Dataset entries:
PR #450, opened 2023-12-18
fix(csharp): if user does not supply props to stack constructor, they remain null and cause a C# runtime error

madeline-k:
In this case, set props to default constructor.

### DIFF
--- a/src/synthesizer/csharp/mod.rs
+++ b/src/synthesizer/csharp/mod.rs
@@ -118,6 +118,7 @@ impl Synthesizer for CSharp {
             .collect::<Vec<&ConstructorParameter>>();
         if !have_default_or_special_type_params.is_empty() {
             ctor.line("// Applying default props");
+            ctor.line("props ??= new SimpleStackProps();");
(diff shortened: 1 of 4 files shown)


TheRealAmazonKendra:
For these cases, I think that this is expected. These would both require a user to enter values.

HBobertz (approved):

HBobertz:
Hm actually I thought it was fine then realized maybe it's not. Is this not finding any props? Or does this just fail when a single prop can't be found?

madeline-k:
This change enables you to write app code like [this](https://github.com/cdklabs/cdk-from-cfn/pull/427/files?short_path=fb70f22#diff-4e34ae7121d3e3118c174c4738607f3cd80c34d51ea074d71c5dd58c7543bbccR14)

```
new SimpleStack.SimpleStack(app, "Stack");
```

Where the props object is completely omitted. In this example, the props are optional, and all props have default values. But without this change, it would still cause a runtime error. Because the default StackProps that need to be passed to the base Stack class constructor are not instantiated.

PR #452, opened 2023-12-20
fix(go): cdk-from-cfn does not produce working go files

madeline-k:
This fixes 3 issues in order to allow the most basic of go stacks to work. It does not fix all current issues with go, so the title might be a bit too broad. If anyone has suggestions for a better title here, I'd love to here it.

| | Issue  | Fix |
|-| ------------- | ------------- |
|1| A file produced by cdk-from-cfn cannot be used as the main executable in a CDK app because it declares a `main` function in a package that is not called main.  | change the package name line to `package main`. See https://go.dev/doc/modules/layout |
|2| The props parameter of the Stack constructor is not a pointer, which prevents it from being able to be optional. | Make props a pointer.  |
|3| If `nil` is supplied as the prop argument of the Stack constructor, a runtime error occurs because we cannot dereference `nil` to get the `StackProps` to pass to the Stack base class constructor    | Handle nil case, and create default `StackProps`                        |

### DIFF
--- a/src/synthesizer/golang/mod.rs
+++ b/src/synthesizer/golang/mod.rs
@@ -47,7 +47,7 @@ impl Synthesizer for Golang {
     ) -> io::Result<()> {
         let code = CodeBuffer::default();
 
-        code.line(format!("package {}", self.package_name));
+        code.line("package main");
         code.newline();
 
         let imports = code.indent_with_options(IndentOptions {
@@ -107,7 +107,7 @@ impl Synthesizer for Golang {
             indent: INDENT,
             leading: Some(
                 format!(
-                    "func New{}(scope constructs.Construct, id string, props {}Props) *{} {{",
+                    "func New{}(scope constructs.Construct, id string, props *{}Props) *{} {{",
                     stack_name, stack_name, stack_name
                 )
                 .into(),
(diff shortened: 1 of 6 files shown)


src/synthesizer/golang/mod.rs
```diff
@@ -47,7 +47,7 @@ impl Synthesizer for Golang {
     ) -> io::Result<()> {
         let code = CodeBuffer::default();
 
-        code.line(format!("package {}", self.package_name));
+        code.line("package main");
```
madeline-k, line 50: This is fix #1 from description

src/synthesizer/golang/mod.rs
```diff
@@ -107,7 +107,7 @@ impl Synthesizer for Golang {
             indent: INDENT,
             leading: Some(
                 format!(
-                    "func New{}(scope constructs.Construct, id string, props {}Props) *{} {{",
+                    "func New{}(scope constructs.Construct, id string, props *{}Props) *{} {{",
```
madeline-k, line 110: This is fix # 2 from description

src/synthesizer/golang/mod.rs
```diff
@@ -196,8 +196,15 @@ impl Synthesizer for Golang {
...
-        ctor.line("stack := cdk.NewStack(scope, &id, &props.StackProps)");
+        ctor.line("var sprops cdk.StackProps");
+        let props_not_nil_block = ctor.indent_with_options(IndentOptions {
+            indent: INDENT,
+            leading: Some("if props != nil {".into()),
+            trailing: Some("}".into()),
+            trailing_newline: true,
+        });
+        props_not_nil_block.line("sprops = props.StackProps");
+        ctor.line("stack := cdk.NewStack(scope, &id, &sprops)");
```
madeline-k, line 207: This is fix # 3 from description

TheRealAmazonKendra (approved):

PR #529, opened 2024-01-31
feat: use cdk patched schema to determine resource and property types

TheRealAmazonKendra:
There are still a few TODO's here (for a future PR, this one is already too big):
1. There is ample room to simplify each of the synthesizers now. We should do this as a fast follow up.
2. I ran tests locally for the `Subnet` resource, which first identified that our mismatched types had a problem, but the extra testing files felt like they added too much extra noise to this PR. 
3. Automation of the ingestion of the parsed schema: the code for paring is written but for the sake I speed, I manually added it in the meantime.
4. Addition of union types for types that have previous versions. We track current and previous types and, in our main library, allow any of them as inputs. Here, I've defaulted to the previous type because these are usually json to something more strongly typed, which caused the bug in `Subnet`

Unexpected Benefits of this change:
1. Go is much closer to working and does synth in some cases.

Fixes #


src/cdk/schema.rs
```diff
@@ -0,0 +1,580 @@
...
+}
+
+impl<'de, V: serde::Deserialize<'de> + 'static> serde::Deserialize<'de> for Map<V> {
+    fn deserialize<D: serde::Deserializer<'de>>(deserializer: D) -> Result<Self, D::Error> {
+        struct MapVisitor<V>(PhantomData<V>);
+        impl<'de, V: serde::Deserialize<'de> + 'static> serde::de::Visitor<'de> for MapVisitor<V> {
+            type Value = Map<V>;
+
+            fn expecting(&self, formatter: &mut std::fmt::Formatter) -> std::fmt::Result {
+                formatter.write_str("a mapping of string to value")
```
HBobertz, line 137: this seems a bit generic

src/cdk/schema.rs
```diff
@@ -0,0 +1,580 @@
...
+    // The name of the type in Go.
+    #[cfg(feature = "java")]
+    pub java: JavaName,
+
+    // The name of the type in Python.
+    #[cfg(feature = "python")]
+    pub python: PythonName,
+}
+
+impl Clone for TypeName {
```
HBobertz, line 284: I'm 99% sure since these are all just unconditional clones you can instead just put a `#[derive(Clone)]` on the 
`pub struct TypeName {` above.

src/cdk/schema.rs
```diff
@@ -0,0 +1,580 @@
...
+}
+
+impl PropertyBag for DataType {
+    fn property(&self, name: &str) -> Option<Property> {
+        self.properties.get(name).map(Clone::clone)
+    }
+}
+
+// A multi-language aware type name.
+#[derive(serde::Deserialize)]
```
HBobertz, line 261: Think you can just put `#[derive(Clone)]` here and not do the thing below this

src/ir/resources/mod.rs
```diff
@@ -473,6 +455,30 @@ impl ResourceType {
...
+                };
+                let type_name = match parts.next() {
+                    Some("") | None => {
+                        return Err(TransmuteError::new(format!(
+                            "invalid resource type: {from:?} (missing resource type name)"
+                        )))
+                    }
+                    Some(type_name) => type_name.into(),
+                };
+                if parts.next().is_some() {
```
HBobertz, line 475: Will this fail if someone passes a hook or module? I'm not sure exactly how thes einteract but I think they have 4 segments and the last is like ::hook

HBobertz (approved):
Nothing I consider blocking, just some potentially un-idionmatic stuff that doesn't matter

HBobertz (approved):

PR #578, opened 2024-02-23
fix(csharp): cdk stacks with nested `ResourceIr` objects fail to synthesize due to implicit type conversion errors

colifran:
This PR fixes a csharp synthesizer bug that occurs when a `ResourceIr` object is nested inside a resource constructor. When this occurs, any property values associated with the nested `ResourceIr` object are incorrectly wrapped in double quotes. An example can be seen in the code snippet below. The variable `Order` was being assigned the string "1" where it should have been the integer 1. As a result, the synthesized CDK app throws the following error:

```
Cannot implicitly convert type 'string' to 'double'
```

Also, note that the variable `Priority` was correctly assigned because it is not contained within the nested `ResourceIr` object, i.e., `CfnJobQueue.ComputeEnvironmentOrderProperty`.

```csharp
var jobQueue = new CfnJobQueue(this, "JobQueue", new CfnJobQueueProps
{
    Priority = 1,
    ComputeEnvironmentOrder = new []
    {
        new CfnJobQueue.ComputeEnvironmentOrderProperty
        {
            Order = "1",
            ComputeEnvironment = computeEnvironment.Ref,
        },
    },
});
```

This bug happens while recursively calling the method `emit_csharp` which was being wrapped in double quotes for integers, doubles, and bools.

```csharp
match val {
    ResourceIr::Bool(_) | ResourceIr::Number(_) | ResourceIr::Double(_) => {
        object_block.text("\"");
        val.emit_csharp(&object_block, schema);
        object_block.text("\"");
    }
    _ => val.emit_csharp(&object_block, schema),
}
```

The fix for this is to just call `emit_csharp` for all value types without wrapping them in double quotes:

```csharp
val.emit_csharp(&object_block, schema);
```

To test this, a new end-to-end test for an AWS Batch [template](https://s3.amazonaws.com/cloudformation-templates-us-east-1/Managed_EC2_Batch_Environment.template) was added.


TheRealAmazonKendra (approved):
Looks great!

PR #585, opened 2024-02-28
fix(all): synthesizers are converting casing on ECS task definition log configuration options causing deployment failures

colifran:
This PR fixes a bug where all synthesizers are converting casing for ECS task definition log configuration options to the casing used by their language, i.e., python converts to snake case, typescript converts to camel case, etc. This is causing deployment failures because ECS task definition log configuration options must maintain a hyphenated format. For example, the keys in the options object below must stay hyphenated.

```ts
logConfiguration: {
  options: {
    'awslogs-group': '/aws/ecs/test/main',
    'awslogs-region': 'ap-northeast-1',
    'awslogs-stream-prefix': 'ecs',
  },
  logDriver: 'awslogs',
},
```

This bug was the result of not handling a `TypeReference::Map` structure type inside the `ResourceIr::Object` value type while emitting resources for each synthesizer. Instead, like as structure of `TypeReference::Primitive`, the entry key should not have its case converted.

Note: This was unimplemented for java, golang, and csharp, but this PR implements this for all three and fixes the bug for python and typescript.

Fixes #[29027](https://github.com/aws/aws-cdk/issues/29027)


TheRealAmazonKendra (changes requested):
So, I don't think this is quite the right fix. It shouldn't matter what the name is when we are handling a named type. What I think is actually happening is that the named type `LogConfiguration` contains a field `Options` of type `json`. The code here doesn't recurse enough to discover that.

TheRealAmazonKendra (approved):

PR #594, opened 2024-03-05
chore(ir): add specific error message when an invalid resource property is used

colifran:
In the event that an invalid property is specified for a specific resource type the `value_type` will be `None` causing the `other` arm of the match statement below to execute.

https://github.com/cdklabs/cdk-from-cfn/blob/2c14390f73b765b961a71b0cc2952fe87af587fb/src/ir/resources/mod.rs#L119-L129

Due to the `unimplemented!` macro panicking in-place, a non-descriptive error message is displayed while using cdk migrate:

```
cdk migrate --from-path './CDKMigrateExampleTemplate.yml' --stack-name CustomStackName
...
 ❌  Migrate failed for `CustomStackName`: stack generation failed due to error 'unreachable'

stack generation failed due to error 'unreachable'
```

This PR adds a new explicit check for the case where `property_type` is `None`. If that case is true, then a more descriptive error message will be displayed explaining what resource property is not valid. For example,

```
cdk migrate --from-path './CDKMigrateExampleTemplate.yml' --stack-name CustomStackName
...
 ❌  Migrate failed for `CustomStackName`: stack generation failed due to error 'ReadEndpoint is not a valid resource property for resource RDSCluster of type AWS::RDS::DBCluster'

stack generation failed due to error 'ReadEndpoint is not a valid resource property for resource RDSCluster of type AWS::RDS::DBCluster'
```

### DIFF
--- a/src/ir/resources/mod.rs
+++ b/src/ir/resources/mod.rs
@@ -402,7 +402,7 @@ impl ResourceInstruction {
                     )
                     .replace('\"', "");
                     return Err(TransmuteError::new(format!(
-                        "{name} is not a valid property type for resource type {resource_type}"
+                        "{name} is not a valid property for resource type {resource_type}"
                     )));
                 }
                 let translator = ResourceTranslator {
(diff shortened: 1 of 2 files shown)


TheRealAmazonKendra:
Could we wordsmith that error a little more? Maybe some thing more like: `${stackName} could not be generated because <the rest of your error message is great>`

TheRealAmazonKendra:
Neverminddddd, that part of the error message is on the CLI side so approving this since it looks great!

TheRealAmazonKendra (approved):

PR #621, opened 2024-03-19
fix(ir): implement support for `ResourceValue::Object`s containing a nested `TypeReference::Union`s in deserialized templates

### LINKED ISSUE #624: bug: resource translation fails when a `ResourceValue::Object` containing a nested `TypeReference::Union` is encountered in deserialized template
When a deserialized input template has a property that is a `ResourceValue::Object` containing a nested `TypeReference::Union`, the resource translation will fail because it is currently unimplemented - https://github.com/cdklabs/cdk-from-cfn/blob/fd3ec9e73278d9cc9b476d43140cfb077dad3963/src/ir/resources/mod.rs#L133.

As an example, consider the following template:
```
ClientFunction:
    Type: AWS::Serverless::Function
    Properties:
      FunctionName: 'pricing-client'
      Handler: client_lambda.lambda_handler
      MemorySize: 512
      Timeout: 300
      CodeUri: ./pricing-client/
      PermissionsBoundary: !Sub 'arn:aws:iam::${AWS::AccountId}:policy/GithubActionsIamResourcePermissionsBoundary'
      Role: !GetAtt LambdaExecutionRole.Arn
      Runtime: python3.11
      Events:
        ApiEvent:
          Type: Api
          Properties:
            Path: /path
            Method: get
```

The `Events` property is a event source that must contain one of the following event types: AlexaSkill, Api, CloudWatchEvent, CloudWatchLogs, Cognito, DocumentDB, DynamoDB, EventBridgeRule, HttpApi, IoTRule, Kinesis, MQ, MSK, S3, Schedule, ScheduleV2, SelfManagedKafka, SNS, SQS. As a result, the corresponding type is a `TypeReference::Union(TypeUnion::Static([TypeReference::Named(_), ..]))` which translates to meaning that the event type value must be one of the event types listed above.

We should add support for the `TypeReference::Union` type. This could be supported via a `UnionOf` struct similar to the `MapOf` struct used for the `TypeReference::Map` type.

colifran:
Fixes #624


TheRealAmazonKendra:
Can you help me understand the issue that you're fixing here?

Goal of the exercise = Only lines holding the string "issues" are wanted; gather each one from the entries above.

Result for this task =
This fixes 3 issues in order to allow the most basic of go stacks to work. It does not fix all current issues with go, so the title might be a bit too broad. If anyone has suggestions for a better title here, I'd love to here it.
Fixes #[29027](https://github.com/aws/aws-cdk/issues/29027)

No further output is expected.